- Opening Delimiter -

PR #3331, opened 2023-11-14
custody: fill in scope of CustodyService

hdevalence:
This fills in missing methods that allow the CustodyService to be the interface to a device like a hardware wallet, or to allow websites to request confirmation for displayed addresses.

Result of pairing with @redshiftzero and @cronokirby .


proto/penumbra/penumbra/custody/v1alpha1/custody.proto
```diff
@@ -19,16 +19,30 @@ import "penumbra/core/transaction/v1alpha1/transaction.proto";
 service CustodyProtocolService {
   // Requests authorization of the transaction with the given description.
   rpc Authorize(AuthorizeRequest) returns (AuthorizeResponse);
+
+  // Requests the full viewing key from the custodian.
+  //
+  // Custody backends should decide whether to honor this request, and how to
+  // control access to it.
+  rpc ExportFullViewingKey(ExportFullViewingKeyRequest) returns (ExportFullViewingKeyResponse);
```
hdevalence, line 27: @grod220 The web extension should implement this method by erroring out.

proto/penumbra/penumbra/custody/v1alpha1/custody.proto
```diff
@@ -19,16 +19,30 @@ import "penumbra/core/transaction/v1alpha1/transaction.proto";
...
+
+  // Displays an address to a user for confirmation.
+  //
+  // Custody backends with user interaction should present the address to the
+  // user and wait for explicit confirmation before returning.
+  //
+  // Non-interactive custody backends may return immediately.
+  rpc ConfirmAddress(ConfirmAddressRequest) returns (ConfirmAddressResponse);
```
hdevalence, line 35: @grod220 The web extension should implement this method by creating an extension popup.  The point of this is to allow web content to steer users to copy an address they'll send to someone else from trusted UI. Realistically, though, we won't be able to ensure that users don't ever copy an address from the web content, but we can give an option for trusted display.

grod220: So this will trigger a popup for a user to copy _any_ of their addresses? Sort of like this?
 
Screenshot 2023-11-15 at 10 11 32 AM

hdevalence: Yeah, the idea is to provide a way to confirm an address on a trusted display path controlled by the custodian. For a Ledger this is viewing the address on screen, for the web extension this would be some kind of popup trigger. I don't think it's a super high priority in the web extension but something that would be nice to have eventually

- Closing Delimiter -

BRIEF ▸ Reproduce each line of the records in which the string "like" appears.

TASK OUTPUT ▸
This fills in missing methods that allow the CustodyService to be the interface to a device like a hardware wallet, or to allow websites to request confirmation for displayed addresses.
grod220: So this will trigger a popup for a user to copy _any_ of their addresses? Sort of like this?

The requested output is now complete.